Het derde lid schept de mogelijkheid een door het openbaar ministerie ingesteld hoger beroep zonder onderzoek van de zaak zelf niet-ontvankelijk te verklaren op de enkele grond dat geen schriftuur, houdende grieven tegen het in eerste aanleg gewezen vonnis, is ingediend." (Kamerstukken II 2005/06, 30 320, nr. 3, p. 12, 36 en 51).

2.5. Het eerste middelonderdeel berust op de opvatting dat art. 416, derde lid, Sv slechts van toepassing is indien geen schriftuur wordt ingediend. Die opvatting is onjuist.

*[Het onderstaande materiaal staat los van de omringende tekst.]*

Issue #4973, opened 2022-10-21
CPE CVE Mapping


parimala-kathir:
[hadoop-0.13.0-core.jar] This is my jar. We need to analyze whether this has known vulnerabilities or not. 

As per Dependency checker(5.3.2) the corresponding CPE mapped with 5 CVEs
-------------------cpe:2.3:a:apache:hadoop:0.13.0:*:*:*:*:*:*:* |   | CRITICAL | 5

But as per Dependency checker(7.3.0) the corresponding CPE mapped with 0 CVEs
-------------------hadoop-0.13.0-core.jar |   |   |   | 0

Die bepaling is mede van toepassing op een geval als het onderhavige, waarin de schriftuur niet tijdig is ingediend (vgl. HR 7 juli 2009, LJN BI 4078). Dit onderdeel van het middel faalt dus.

2.6.1. Het tweede middelonderdeel klaagt dat het Hof heeft miskend dat uit het derde lid van art. 416 Sv volgt dat de rechter alleen zonder onderzoek van de zaak de niet-ontvankelijkheid van de officier van justitie in het hoger beroep kan uitspreken. Een dergelijke niet-ontvankelijk-verklaring is volgens de steller van het middel daarom niet mogelijk nadat een onderzoek van de zaak zelf heeft plaatsgevonden, zoals in de onderhavige zaak het geval is.

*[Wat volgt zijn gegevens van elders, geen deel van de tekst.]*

PR #5004, opened 2022-10-31
Update Suppression File

jeremylong:
Update the base suppression file from the `generatedSuppressions` branch to prepare for the 7.3.1 release.
- Delineator added to `generatedSuppressions.xml`:  https://github.com/jeremylong/DependencyCheck/pull/new/updateSuppressions
- Intent is to delete these entries from the generated suppressions once 7.3.1 is no longer supported.

The purpose of this is to keep the base suppression file current - even when users do not utilize the hosted suppression file (some run ODC in an offline mode).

2.6.2. Dit middelonderdeel is eveneens tevergeefs voorgesteld. Noch uit de tekst, noch uit de geschiedenis van art. 416, derde lid, Sv volgt dat de rechter uitsluitend zonder onderzoek van de zaak zelf de niet-ontvankelijk-verklaring van het hoger beroep van de officier van justitie kan uitspreken. Een dergelijke beslissing kan dus ook na dat onderzoek worden gegeven.

2.7.1. Het derde middelonderdeel klaagt dat de bestreden beslissing ontoereikend is gemotiveerd.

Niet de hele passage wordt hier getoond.